### Work task
Word for word, return the lines from the start of the entries below through the line that has "1. When a user".

+ + +

PR #894, opened 2022-11-28
[GH-626]: Supported filtering on comment visibility for subscriptions

Nityanand13:
#### Summary
Added "Comment Visibility" field to subscription modal to filter notifications in the channel. 
1. When a user creates a comment in Jira then the plugin is getting notified through a webhook. Now, with this [API](https://brightscout-dev.atlassian.net/rest/api/2/issue/10001/comment/11063) we are getting all the information of a comment. If that particular comment has a visibility attribute that it should be visible to the users who belong to a certain group. Then notification is sent to the subscribed channel in mattermost only when that particular group is included in the subscriptions and vice versa.
2. Apart from adding groups to which a user belongs, he can also add a group ‘visible-to-all-users’. If a particular comment has no visibility attribute, then notification is sent to the subscribed channel in mattermost only when ‘visible-to-all-users’ is present or no filter is present on the mattermost side.

#### Ticket Link
Fixes [#626](https://github.com/mattermost/mattermost-plugin-jira/issues/626)


server/client.go
```diff
@@ -252,6 +255,18 @@ type AutoCompleteResult struct {
 	Results []Result `json:"results"`
 }
 
+type Item struct {
```
javaguirre, line 258: What's Item? We can find a more relevant name I think

server/client.go
```diff
@@ -252,6 +255,18 @@ type AutoCompleteResult struct {
...
+	Name string `json:"name"`
+}
+
+type Group struct {
```
javaguirre, line 262: Is this a UserGroup?

javaguirre: or VisibilityUserGroup? Is this group being used for anything else?

server/webhook_worker.go
```diff
@@ -49,7 +51,30 @@ func (ww webhookWorker) process(msg *webhookMessage) (err error) {
 		return err
 	}
 
-	channelsSubscribed, err := ww.p.getChannelsSubscribed(v, msg.InstanceID)
+	// To check if this is a comment-related webhook payload
+	isCommentEvent := wh.Events().Intersection(commentEvents).Len() > 0
```
javaguirre, line 55: I think a big part of this code can be done as a function/method some place else and call it here, you could then remove the comment if you put a relevant name to the function and it's easier to maintain/test in the future since the function has only one responsibility (Check if this is a comment-related webhook payload).

webapp/src/utils/jira_issue_metadata.tsx
```diff
@@ -264,6 +276,10 @@ export function isLabelField(field: JiraField | FilterField): boolean {
     return field.schema.system === 'labels' || field.schema.custom === 'com.atlassian.jira.plugin.system.customfieldtypes:labels';
 }
 
+export function isCommentVisibilityField(field: JiraField | FilterField): boolean {
+    return field.key === 'commentVisibility';
```
javaguirre, line 280: You are using the same string key in 280 and 215, I think you can use a constant for that key and use it in both places to void future problems.

javaguirre (changes requested):

server/client.go
Nityanand13: Now I have changed this to `GroupItem`. It indicates the individual group.

server/client.go
Nityanand13: Now I have changed this to `GroupsInfo`.It indicate all the groups to which a commentator belongs to.

mickmister: How about `JiraUserGroupCollection` for the collection and `JiraUserGroup` for the singular group?

hanzei:
@mickmister Head up that the PR is ready for your  review

Kshitij-Katiyar:
@mickmister Fixed the merge conflicts and this PR is ready for review.

server/webhook_worker.go
```diff
@@ -55,7 +80,14 @@ func (ww webhookWorker) process(msg *webhookMessage) (err error) {
 		return err
 	}
 
-	channelsSubscribed, err := ww.p.getChannelsSubscribed(v, msg.InstanceID)
+	visibilityAttribute := ""
+	if isCommentRelatedWebhook(wh) {
+		if visibilityAttribute, err = ww.getVisibilityAttribute(msg, v); err != nil {
+			return err
+		}
+	}
```
mickmister, line 88: If the comment author is not connected to Mattermost, we end up not processing the webhook event no matter what. I think there's a design gap in the security model of this feature. This is a difficult problem to solve, the case of a comment author not connected to Mattermost.

---

Let's say a subscription is set to "comment visibility must be empty". If we can't fetch the comment because the author is not connected to MM, then we can't know the visibility of the comment. And so we would then always be avoiding the webhook events with every comment made by a user that is not connected. That's not really behavior that we want.

Though we can only assume that it is a sensitive comment if we can't fetch its visibility. Otherwise the feature would create posts for sensitive comments.

@esarafianou Do you have any thoughts on this? Essentially, this feature allows subscriptions to filter out sensitive comments, but if the comment author is not connected to MM, then we have no way of knowing whether the comment is sensitive or not. Defaulting to secure avoids unwanted data leakage, but it then requires all comment authors to be connected to MM for any comments to be posted ever.

server/client.go
```diff
@@ -26,8 +26,10 @@ import (
 )
 
 const autocompleteSearchRoute = "2/jql/autocompletedata/suggestions"
+const commentVisibilityRoute = "2/user"
```
mickmister, line 29: I'm thinking we want to use [project roles](https://developer.atlassian.com/cloud/jira/platform/rest/v2/api-group-project-roles/#api-rest-api-2-project-projectidorkey-role-get) for this

I have a WIP here that implements the data fetching piece, but not the comment filtering piece https://github.com/mattermost/mattermost-plugin-jira/compare/master...comment-security

https://github.com/mattermost/mattermost-plugin-jira/blob/a86928d1d0c0c2493df5a2690ea8f54f515fd9a5/server/autocomplete_search.go#L108-L121

server/issue.go
```diff
@@ -384,6 +388,47 @@ func (p *Plugin) GetCreateIssueMetadataForProjects(instanceID, mattermostUserID
...
+	client, _, connection, err := p.getClient(types.ID(instanceID), types.ID(mattermostUserID))
+	if err != nil {
+		return http.StatusInternalServerError, err
+	}
+
+	params := map[string]string{
+		"fieldValue": r.FormValue(fieldValueQueryParam),
+		"expand":     r.FormValue(expandQueryParam),
+		"accountId":  connection.AccountID,
+	}
```
mickmister, line 411: Seems weird to allow the frontend to specify the `expand` value

server/subscribe.go
```diff
@@ -124,7 +125,7 @@ func (p *Plugin) getUserID() string {
 	return p.getConfig().botUserID
 }
 
-func (p *Plugin) matchesSubsciptionFilters(wh *webhook, filters SubscriptionFilters) bool {
+func (p *Plugin) matchesSubsciptionFilters(wh *webhook, filters SubscriptionFilters, visibilityAttribute string) bool {
```
mickmister, line 128: I'm thinking we can add a `commentVisibility` field onto the `webhook` struct, and avoid adding this `visibilityAttribute` param to multiple functions

server/subscribe.go
```diff
@@ -170,6 +171,12 @@ func (p *Plugin) matchesSubsciptionFilters(wh *webhook, filters SubscriptionFilt
 		}
 
 		value := getIssueFieldValue(issue, field.Key)
+		if visibilityAttribute != "" {
+			value[visibilityAttribute] = true
+		} else if field.Key == CommentVisibility {
+			value[visibleToAllUsers] = true
+		}
+
```
mickmister, line 179: I think this may read a little better, as the implementation of `StringSet` as a map should be hidden away:

```suggestion
		value := getIssueFieldValue(issue, field.Key)
		if visibilityAttribute != "" {
			value.Add(visibilityAttribute)
		} else if field.Key == CommentVisibility {
			value.Add(visibleToAllUsers)
		}
```

Also I think the first block be inside a `field.Key == CommentVisibility` condition like so:

```go
		value := getIssueFieldValue(issue, field.Key)
		if field.Key == CommentVisibility {
			if visibilityAttribute != "" {
				value.Add(visibilityAttribute)
			} else {
				value.Add(visibleToAllUsers)
			}
		}
```

webapp/src/components/modals/channel_subscriptions/__snapshots__/channel_subscription_filter.test.tsx.snap
```diff
@@ -50,6 +50,34 @@ exports[`components/ChannelSubscriptionFilter should match snapshot 1`] = `
...
                 "value": "versions",
               },
+              Object {
+                "label": "Comment Visibility",
+                "value": "commentVisibility",
+              },
+              Object {
+                "label": "Comment Visibility",
+                "value": "commentVisibility",
+              },
```
mickmister, line 60: Why does this show up so many times?

webapp/src/components/modals/channel_subscriptions/channel_subscription_filter.tsx
```diff
@@ -269,7 +270,16 @@ export default class ChannelSubscriptionFilter extends React.PureComponent<Props
...
 
         let valueSelector;
-        if (isEpicLinkField(this.props.field)) {
+        if (isCommentVisibilityField(field)) {
+            valueSelector = (
+                <JiraCommentVisibilitySelector
+                    {...selectProps}
+                    fieldName={field.name}
+                    value={value.values}
+                    onChange={this.handleEpicLinkChange}
```
mickmister, line 279: This should be a different function than `handleEpicLinkChange` right? Looks like that function isn't actually specific to epic links though, and does what we want here too, and it's being used in other places. Maybe we can change it to something like `handleValueChangeWithoutName`

webapp/src/utils/jira_issue_metadata.tsx
```diff
@@ -212,7 +214,19 @@ export function getCustomFieldFiltersForProjects(metadata: IssueMetadata | null,
...
+            name: 'Comment Visibility',
+            schema: {
+                type: 'commentVisibility',
+            },
+            values: [],
+            issueTypes: field.validIssueTypes,
+        } as FilterField;
+    });
+
+    const result = populatedFields.concat(userDefinedFields, commentVisibility);
```
mickmister, line 229: I think this `selectFields.map` is why we see several "Comment Security" objects in the jest snapshot

Will this work:

```ts
const issueTypes: IssueTypeIdentifier[] = metadata.projects[0].issuetypes.map(({id, name}) => ({id, name}));

const commentVisibility = {
    key: commentVisibilityFieldKey,
    name: 'Comment Visibility',
    schema: {
        type: 'commentVisibility',
    },
    values: [],
    issueTypes,
} as FilterField;
```

webapp/src/components/data_selectors/jira_commentvisibility_selector/jira_commentvisibility_selector.tsx
```diff
@@ -0,0 +1,54 @@
...
+const JiraCommentVisibilitySelector = (props: Props) => {
+    const {value, isMulti, instanceID, searchCommentVisibilityFields} = props;
+    const fetchInitialSelectedValues = async (): Promise<ReactSelectOption[]> =>
+        ((!value || (isMulti && !value.length)) ? [] : commentVisibilityFields(''));
+
+    const commentVisibilityFields = async (inputValue: string): Promise<ReactSelectOption[]> => {
+        const params = {
+            fieldValue: inputValue,
+            instance_id: instanceID,
+            expand: 'groups',
```
mickmister, line 35: If this is always set to `groups` for this endpoint, then it seems like we can omit `expand` from the API request, and have the server just always use that value when fetching the visibilities from Jira. Otherwise we unnecessarily allow arbitrary expands for the endpoint.

webapp/src/components/data_selectors/jira_commentvisibility_selector/jira_commentvisibility_selector.tsx
```diff
@@ -0,0 +1,54 @@
...
+    searchCommentVisibilityFields: (params: {fieldValue: string}) => (
+        Promise<{data: {groups: {items: {name: string}[]}}; error?: Error}>
+    );
+    fieldName: string;
+};
+
+const JiraCommentVisibilitySelector = (props: Props) => {
+    const {value, isMulti, instanceID, searchCommentVisibilityFields} = props;
+    const fetchInitialSelectedValues = async (): Promise<ReactSelectOption[]> =>
+        ((!value || (isMulti && !value.length)) ? [] : commentVisibilityFields(''));
```
mickmister, line 29: This is a little hard to read, partially because it's fairly terse one-liner that spans to two lines, and it also references a variable defined below, which is a bit confusing

mickmister (commented):
Great work on this improvement @Nityanand13 :+1:

I have a few topics for discussion, one in particular is how to properly handle the case when the Jira comment author is not connected to Mattermost. This poses a challenge with the tradeoffs of defaulting to secure or not. There are some other suggestions as well, but mostly LGTM

mickmister:
Also this will need to be tested on Jira Cloud and Jira Server

server/webhook_worker.go
esarafianou: @mickmister Seems I had missed this. Is this still relevant?

server/client.go
raghavaggarwal2308: @mickmister We are getting the user `groups` here. I don't think the project roles API returns that response

server/webhook_worker.go
raghavaggarwal2308: @mickmister I have removed the extra API call for getting the comment visibility data as in the current implementation of Jira plugin we are always making an API call to get the comment event data. So, the user have to be connected in every case of comment events.

This will be fixed with the API token approach we discussed earlier. So, maybe we can proeed with this for now and it will be fixed later.

raghavaggarwal2308:
@mickmister Fixed the review comments added by you.

wiggin77:
@raghavaggarwal2308 can you shepherd this through the outstanding comments?

server/webhook_worker.go
raghavaggarwal2308: API token approch implemented via https://github.com/mattermost/mattermost-plugin-jira/pull/1102

raghavaggarwal2308:
@wiggin77 There are two unresolved comments above:
1. https://github.com/mattermost/mattermost-plugin-jira/pull/894#discussion_r1357668970: This has been resolved now as the [API token approach](https://github.com/mattermost/mattermost-plugin-jira/pull/1102) is implemented now. Basically the issue was that when we receive a comment event we needed to fetch some more comment details using the author ID of the comment but if the author is not connected to Jira from MM then we will not have the auth token and wont be able to fetch the details and end us not posting the event in the channel at all.

2. https://github.com/mattermost/mattermost-plugin-jira/pull/894#discussion_r1357670721: Michael was suggesting to use some alternate API, which did not seem to be valid for our use case.

raghavaggarwal2308:
@esarafianou Gentle reminder for review

esarafianou:
@raghavaggarwal2308 I hope I can get to this PR this week. Apologies for the delay.

wiggin77 (approved):
LGTM :+1:

wiggin77:
@raghavaggarwal2308 @AayushChaudhary0001 what is the QA status on this?  QA should be completed before security review.

raghavaggarwal2308:
@wiggin77 We will get it done as soon as the PR is approved from @esarafianou . So that if there are an review fixes, they are covered in the QA testing

arush-vashishtha:
Hey @Kshitij-Katiyar, While testing this PR, I found an issue related to the "issue events" in the Jira subscription. If a user creates a subscription for issues and applies the filter on "comment visibility," no events related to issues are received in the subscribed channel.

AayushChaudhary0001 (approved):
The above issue has been resolved and the code changes are working fine, LGTM. Approved.

server/client.go
```diff
@@ -266,6 +281,17 @@ func (client JiraClient) SearchAutoCompleteFields(params map[string]string) (*Au
...
+// SearchCommentVisibilityFields searches fieldValue specified in the params and returns the comment visibility suggestions
+// for that fieldValue
+func (client JiraClient) SearchCommentVisibilityFields(params map[string]string) (*CommentVisibilityResult, error) {
+	result := &CommentVisibilityResult{}
+	if err := client.RESTGet(commentVisibilityRoute, params, result); err != nil {
+		return nil, err
+	}
+	result.Groups.JiraUserGroups = append(result.Groups.JiraUserGroups, &JiraUserGroup{visibleToAllUsers})
+	return result, nil
+}
```
esarafianou, line 293: Correct me if i'm wrong but this doesn't look complete. 

The /2/user endpoint returns both groups and applicationRoles, but we're only using the groups information.  Comment Visibility has both a `Value` and a `Type`. The type can be groups or roles. Seems like we don't do anything for the roles, neither utilize the `Type` of CommentVisibility: https://github.com/andygrunwald/go-jira/blob/7257f0349598537d526d26f937bf8847c50258c9/cloud/issue.go#L506C4-L511

server/issue.go
```diff
@@ -407,6 +412,47 @@ func (p *Plugin) GetCreateIssueMetadataForProjects(instanceID, mattermostUserID
...
+
+	instanceID := r.FormValue(instanceIDQueryParam)
+	client, _, connection, err := p.getClient(types.ID(instanceID), types.ID(mattermostUserID))
+	if err != nil {
+		return http.StatusInternalServerError, err
+	}
+
+	params := map[string]string{
+		"fieldValue": r.FormValue(fieldValueQueryParam),
+		"expand":     expandValueGroups,
```
esarafianou, line 433: Here's where we should also expand `applicationRoles`

esarafianou (changes requested):
First round of review

server/client.go
Kshitij-Katiyar: This PR aims to provide filter support upon `Groups` for comment visibility. 

We can use the `Application Role` in the future to provide filter support on that too, but we think it should be done in a new PR because it would be quite a task. I will let @wiggin77 decide on this.

I am not sure what code be done with the `type` of group in this PR. Can you please elaborate? @esarafianou

server/subscribe.go
```diff
@@ -170,6 +171,18 @@ func (p *Plugin) matchesSubsciptionFilters(wh *webhook, filters SubscriptionFilt
 		}
 
 		value := getIssueFieldValue(issue, field.Key)
+		if field.Key == CommentVisibility {
+			if wh.Comment.Visibility.Value != "" {
```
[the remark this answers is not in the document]
Kshitij-Katiyar: @esarafianou Can you please explain why you think we should use `FilterIncludeAll` for comment visibility? And where are you suggesting to use it? 

Are you suggesting adding the `FilterIncludeAll` check under the condition below?
```
if field.Key == CommentVisibility {
			if wh.Comment.Visibility.Value != "" {
```

server/issue.go
Kshitij-Katiyar: https://github.com/mattermost/mattermost-plugin-jira/pull/894#discussion_r1967568194

server/subscribe.go
```diff
@@ -170,6 +171,18 @@ func (p *Plugin) matchesSubsciptionFilters(wh *webhook, filters SubscriptionFilt
...
+				value = value.Add(wh.Comment.Visibility.Value)
+			} else {
+				value = value.Add(visibleToAllUsers)
+			}
+		}
+
+		if !wh.eventTypes[commentCreated] {
```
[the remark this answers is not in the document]
Kshitij-Katiyar: Great catch, Added to the code

esarafianou:
@Kshitij-Katiyar please resolve conflicts before I review. Seems that something odd happened when merging the master branch and now the PR has 5K LoC additions.

server/client.go
esarafianou: This means that with this PR, users with an Application role that can see a comment in Jira won't receive a subscription notification. This is an unexpected functionality limitation. 
Tagging @wiggin77 to chime in here. My comment is not security related, but for usability and customer expectations.

esarafianou: Regarding the `type`: 

From my understanding of the Jira API, the `type` field represents `role` for application roles and `groups` for groups. 

Currently, since we only fetch` groups`, the `type` field may seem unnecessary. However, 1) I believe we should include application roles as well (see my earlier comment), and 2) I strongly recommend adding a `type` check now, even if we don’t immediately incorporate `applicationRoles`. This would make the implementation more robust and future-proof. 

The scenario I’m considering involves a potential overlap between a group and an application role having the same name. Without verifying that the `type` matches `groups` during the comparison of user groups to visibility settings, we could mistakenly provide access to an application role named `nameA` instead of the intended group named `nameA`.

esarafianou (changes requested):
It's just the `Type` that I'd like checked and equal to `groups`. Otherwise, it looks good!

arush-vashishtha:
This PR has been tested for the following scenarios considering the include/exclude functionality of the filter;
1. The events are received in the Mattermost subscribed channel by creating a comment in Jira for the included group in the filter. This scenario is working fine and events are received in the channel.
2. The events are received in the Mattermost subscribed channel upon creating a comment in Jira for one of the included groups in the filter. This scenario is working fine and events are received in the channel.
3. The events are received in the Mattermost subscribed channel upon creating a comment in Jira for `visible-to-all`. This scenario is working fine and events are received in the channel.
4. The events are received in the Mattermost subscribed channel for other actions than comments in Jira when the subscription has a filter on comment visibility to include specific groups. This scenario is working fine and events are received in the channel.
5. No events are received in the Mattermost subscribed channel upon creating a comment in Jira for the excluded group in the filter. This scenario is working fine and no events are received in the channel.
6. No events are received in the Mattermost subscribed channel upon creating a comment in Jira for any one of the excluded groups in the filter. This scenario is working fine and no events are received in the channel.
7. No events are received in the Mattermost subscribed channel upon creating a comment in Jira for `visible-to-all`. This scenario is working fine and no events are received in the channel.
8. The events are received in the Mattermost subscribed channel for other actions than comments in Jira when the subscription has a filter on comment visibility to exclude specific groups. This scenario is not working fine and the events are not received for other actions such as `Creating issue`, `Updating issue`, etc;

However, when using the filter with the inclusions set to "Empty," no event is received because general comments by default contain the "visible-to-all" field in the comment visibility. Additionally, the "Include or Empty" inclusions for the filter function are similar to the "Include".
cc @Kshitij-Katiyar

server/client.go
Kshitij-Katiyar: @esarafianou Logged an issue to provide support for role-based filtering 
https://github.com/mattermost/mattermost-plugin-jira/issues/1178

Kshitij-Katiyar: @esarafianou I got your point, I have added the check, you can see that in the attached screenshot
Screenshot from 2025-02-27 15-01-05

server/subscribe.go
```diff
@@ -171,6 +172,18 @@ func (p *Plugin) matchesSubsciptionFilters(wh *webhook, filters SubscriptionFilt
...
 		value := getIssueFieldValue(issue, field.Key)
+		if field.Key == CommentVisibility {
+			if wh.Comment.Visibility.Value != "" {
+				value = value.Add(wh.Comment.Visibility.Value)
+			} else {
+				value = value.Add(visibleToAllUsers)
+			}
+		}
+
+		if !(wh.eventTypes[commentCreated] || wh.eventTypes[commentUpdated]) && field.Inclusion != FilterIncludeAll {
```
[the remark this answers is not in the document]
Kshitij-Katiyar: No, it is to make sure that function `isValidFieldInclusion` works fine for `FilterIncludeAll`.
It is done so because the condition for `FilterIncludeAll` is:
```
containsAll := value.ContainsAll(field.Values.Elems()...)
if inclusion == FilterIncludeAll && !containsAll {
   return false
}
```
As we are adding `visibleToAllUsers` into `field.Values` but `value` variable remains unchanged so it will fail the check for `FilterIncudeAll`

server/client.go
esarafianou: Looks good for now. When we add role-based filtering, we'll need to make some modifications but we can explore it then.

esarafianou (approved):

+ + +

### Written response
PR #894, opened 2022-11-28
[GH-626]: Supported filtering on comment visibility for subscriptions

Nityanand13:
#### Summary
Added "Comment Visibility" field to subscription modal to filter notifications in the channel. 
1. When a user creates a comment in Jira then the plugin is getting notified through a webhook. Now, with this [API](https://brightscout-dev.atlassian.net/rest/api/2/issue/10001/comment/11063) we are getting all the information of a comment. If that particular comment has a visibility attribute that it should be visible to the users who belong to a certain group. Then notification is sent to the subscribed channel in mattermost only when that particular group is included in the subscriptions and vice versa.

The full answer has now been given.